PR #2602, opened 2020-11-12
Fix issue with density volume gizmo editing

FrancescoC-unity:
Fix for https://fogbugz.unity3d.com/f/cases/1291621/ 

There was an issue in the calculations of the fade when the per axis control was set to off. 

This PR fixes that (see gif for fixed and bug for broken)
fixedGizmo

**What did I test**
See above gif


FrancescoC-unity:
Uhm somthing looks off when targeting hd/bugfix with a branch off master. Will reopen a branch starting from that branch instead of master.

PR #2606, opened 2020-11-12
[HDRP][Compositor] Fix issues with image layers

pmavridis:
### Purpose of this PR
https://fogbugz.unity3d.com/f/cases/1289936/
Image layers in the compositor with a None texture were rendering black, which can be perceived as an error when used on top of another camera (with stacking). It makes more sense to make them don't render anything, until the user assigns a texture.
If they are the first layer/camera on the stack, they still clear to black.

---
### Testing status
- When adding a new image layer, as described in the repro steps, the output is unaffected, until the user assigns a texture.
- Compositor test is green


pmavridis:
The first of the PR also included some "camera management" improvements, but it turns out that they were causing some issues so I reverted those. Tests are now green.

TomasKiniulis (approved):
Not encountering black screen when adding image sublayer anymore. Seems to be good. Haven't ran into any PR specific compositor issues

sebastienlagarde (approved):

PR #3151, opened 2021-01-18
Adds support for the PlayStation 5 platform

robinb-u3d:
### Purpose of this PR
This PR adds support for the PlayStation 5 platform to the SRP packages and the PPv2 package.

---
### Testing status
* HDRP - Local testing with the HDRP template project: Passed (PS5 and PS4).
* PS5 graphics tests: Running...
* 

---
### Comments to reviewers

__________

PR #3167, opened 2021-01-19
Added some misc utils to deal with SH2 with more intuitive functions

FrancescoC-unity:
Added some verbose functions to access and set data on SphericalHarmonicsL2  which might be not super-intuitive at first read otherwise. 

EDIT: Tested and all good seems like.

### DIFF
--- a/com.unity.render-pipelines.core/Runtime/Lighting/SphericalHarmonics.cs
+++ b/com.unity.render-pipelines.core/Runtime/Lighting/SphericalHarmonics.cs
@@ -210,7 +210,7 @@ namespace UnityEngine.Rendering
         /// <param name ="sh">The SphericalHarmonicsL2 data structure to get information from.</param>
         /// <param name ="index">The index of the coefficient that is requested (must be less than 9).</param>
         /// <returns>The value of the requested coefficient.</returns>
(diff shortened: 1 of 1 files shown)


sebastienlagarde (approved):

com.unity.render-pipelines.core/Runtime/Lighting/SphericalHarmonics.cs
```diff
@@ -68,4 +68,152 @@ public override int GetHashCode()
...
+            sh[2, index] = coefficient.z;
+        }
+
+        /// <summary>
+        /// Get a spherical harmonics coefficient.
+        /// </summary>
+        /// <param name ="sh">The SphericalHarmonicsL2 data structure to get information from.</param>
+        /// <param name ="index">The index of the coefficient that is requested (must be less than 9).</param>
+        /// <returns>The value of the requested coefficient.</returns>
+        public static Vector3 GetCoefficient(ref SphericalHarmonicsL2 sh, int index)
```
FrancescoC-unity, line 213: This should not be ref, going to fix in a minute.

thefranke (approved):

__________

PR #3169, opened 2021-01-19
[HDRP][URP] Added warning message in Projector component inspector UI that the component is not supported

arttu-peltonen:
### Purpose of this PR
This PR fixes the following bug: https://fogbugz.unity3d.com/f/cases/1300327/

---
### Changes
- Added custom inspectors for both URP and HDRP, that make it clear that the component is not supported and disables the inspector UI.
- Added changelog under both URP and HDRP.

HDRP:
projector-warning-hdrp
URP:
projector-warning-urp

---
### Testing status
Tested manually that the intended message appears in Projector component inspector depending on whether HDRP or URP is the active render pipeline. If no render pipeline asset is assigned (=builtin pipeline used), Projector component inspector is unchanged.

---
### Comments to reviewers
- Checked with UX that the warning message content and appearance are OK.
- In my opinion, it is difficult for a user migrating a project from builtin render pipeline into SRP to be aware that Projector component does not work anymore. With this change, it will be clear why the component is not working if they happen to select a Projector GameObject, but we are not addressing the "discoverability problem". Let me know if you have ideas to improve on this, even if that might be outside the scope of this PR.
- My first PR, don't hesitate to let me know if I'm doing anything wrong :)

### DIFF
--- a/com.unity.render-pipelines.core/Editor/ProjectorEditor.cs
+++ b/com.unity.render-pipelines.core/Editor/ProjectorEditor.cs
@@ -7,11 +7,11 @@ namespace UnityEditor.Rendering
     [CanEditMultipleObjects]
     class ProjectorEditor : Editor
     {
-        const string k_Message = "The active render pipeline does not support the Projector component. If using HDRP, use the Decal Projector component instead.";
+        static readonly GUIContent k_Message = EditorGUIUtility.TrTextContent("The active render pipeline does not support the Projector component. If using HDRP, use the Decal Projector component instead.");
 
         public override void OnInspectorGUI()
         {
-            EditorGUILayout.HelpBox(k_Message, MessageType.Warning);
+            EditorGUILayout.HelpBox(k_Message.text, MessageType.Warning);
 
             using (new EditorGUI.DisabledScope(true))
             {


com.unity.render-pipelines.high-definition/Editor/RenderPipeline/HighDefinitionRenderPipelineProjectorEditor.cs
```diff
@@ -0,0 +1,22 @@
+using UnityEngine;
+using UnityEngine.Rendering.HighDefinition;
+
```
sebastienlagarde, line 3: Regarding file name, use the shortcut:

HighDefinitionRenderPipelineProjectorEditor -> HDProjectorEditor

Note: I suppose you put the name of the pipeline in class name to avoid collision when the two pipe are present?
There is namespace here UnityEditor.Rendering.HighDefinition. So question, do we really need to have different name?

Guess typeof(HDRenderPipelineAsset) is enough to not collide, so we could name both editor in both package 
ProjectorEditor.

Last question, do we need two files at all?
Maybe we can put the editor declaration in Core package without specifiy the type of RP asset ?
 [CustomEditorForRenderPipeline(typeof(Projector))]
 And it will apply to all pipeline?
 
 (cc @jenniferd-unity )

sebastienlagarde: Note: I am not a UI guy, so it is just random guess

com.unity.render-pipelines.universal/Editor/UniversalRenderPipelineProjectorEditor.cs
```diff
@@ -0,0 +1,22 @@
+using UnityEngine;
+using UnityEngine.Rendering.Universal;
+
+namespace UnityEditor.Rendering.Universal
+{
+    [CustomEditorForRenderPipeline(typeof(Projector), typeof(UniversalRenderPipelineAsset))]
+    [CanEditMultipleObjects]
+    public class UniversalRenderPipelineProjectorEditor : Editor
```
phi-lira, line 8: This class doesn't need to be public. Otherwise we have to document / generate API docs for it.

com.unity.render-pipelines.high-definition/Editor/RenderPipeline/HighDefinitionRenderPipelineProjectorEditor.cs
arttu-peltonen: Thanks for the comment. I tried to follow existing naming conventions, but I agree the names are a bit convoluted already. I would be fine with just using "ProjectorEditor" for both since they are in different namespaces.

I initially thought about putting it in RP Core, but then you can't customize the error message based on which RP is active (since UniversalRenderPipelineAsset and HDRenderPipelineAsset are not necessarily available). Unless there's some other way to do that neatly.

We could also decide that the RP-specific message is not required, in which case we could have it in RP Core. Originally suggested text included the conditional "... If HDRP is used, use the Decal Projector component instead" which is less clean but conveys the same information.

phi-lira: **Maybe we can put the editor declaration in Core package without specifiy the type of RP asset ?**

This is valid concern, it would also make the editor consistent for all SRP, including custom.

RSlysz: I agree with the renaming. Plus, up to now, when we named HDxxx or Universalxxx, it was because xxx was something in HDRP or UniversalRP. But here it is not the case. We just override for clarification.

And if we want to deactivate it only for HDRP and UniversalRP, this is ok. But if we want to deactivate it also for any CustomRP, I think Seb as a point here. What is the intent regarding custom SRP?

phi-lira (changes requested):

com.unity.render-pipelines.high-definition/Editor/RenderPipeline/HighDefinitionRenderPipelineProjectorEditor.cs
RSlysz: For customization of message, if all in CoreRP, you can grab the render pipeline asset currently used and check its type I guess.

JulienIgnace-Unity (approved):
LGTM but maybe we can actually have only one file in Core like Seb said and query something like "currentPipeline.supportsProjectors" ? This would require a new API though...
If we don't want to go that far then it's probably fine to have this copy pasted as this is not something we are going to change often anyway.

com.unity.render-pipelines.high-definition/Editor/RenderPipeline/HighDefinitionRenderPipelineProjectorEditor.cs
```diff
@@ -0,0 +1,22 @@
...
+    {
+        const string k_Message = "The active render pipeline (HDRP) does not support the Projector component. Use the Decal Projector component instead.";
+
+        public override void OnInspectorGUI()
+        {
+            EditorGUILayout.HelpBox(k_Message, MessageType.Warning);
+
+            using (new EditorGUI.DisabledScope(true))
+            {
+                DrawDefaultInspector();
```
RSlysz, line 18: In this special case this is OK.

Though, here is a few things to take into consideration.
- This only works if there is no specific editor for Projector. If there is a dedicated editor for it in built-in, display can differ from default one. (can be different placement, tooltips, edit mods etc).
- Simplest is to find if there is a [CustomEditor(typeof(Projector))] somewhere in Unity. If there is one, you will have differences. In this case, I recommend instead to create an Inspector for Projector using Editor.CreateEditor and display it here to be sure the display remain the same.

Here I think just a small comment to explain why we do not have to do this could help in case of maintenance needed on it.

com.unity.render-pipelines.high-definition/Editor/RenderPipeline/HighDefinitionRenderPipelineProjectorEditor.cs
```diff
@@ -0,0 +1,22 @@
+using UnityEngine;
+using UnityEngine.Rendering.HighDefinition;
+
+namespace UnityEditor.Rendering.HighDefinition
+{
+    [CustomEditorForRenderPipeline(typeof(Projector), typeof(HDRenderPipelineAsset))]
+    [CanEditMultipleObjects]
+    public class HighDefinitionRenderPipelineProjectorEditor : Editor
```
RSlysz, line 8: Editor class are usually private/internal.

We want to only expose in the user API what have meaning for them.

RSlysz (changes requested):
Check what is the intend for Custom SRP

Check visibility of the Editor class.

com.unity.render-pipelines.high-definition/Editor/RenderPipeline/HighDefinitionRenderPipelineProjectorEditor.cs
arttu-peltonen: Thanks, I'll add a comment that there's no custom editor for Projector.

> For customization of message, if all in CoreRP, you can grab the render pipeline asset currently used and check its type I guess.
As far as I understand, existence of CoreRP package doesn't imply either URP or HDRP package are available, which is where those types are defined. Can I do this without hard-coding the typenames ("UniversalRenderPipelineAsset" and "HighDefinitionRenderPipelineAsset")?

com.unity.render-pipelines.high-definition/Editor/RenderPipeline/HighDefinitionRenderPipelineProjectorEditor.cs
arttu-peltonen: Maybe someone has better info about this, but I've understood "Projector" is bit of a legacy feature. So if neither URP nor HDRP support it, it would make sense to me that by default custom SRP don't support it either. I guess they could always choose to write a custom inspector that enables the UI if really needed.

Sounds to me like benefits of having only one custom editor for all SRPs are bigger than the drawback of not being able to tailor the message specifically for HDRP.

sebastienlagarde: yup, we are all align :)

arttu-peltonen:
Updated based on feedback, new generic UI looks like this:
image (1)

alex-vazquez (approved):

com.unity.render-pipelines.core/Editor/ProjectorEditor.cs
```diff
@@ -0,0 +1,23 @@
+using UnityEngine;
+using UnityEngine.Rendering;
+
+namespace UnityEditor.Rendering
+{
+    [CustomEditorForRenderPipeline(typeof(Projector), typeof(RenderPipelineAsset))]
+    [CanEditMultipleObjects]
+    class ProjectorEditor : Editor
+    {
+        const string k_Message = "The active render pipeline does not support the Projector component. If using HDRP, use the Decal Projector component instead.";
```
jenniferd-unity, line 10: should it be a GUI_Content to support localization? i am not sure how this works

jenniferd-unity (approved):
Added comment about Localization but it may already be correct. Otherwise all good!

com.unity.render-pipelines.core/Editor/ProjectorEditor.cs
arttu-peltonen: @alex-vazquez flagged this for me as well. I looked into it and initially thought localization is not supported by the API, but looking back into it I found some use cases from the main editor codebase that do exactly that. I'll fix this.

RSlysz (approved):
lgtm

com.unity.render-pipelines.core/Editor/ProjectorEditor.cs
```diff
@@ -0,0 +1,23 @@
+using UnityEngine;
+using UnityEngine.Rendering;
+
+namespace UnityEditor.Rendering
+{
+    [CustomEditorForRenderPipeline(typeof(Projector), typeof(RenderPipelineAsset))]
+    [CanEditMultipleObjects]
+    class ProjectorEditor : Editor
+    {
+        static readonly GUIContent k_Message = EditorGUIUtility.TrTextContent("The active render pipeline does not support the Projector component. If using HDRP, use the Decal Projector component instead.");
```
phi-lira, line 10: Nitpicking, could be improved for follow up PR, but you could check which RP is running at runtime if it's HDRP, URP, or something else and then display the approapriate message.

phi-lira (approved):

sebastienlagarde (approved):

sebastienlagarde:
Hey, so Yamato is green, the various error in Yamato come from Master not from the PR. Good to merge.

__________

▶ _EXERCISE BRIEF_
Using the entries above, repeat only the lines from the one containing "PR #2602, opened 2020-11-12" through the one containing "This PR fixes that", end lines included.

▶ _SOLVED EXERCISE_
PR #2602, opened 2020-11-12
Fix issue with density volume gizmo editing

FrancescoC-unity:
Fix for https://fogbugz.unity3d.com/f/cases/1291621/ 

There was an issue in the calculations of the fade when the per axis control was set to off. 

This PR fixes that (see gif for fixed and bug for broken)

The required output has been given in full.